EXERCISE PROMPT
Within the data below, tally the lines that contain "static" and state only the total.

RECORD EXCERPTS START

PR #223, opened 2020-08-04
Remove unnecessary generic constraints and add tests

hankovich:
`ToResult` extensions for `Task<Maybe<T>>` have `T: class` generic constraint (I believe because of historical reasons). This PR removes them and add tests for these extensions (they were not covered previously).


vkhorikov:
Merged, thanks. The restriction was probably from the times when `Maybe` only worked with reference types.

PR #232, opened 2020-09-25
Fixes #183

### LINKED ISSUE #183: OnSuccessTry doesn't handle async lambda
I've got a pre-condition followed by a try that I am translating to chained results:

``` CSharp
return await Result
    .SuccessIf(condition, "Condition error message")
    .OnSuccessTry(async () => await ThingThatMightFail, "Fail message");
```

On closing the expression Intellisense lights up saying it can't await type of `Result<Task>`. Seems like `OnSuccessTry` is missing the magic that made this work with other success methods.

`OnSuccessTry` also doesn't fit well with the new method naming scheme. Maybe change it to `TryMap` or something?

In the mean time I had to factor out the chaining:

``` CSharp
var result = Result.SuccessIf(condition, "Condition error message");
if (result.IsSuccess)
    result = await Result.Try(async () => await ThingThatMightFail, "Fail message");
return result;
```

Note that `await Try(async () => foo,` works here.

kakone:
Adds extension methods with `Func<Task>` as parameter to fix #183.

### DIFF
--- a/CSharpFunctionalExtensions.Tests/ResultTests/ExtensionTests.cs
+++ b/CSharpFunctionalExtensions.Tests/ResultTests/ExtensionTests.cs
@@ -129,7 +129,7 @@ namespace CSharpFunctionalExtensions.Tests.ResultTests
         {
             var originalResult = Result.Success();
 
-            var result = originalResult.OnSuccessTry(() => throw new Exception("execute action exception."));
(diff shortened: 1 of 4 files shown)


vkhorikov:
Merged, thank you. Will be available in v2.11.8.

RECORD EXCERPTS END
RECORD EXCERPTS START

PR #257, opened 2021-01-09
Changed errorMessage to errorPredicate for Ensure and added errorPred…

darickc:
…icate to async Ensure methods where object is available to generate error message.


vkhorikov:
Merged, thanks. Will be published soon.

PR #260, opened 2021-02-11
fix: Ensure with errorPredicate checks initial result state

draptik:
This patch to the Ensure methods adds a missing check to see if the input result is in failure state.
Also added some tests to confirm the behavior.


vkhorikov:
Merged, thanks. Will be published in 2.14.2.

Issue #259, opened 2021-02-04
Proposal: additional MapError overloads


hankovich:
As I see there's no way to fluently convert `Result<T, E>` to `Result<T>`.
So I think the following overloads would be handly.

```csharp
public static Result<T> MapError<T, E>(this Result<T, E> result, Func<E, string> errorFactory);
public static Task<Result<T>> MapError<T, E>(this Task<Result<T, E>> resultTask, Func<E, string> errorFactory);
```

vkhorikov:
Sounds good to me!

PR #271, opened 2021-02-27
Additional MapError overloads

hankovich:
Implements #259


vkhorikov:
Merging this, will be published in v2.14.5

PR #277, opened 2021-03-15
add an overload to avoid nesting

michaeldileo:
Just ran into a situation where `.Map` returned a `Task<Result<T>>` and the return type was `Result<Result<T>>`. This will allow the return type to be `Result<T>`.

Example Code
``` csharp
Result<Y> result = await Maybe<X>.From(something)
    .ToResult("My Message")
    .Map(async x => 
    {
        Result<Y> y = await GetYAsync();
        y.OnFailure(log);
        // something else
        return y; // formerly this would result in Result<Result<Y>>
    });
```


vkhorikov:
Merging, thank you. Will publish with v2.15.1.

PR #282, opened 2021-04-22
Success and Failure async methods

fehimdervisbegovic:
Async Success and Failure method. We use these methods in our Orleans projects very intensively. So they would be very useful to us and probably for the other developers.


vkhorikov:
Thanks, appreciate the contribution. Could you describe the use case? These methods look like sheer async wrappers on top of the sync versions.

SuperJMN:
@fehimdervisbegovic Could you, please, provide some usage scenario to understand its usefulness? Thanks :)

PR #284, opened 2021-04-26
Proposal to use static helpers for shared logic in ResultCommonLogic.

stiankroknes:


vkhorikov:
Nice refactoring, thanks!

RECORD EXCERPTS END

OUTPUT OF THE EXERCISE
3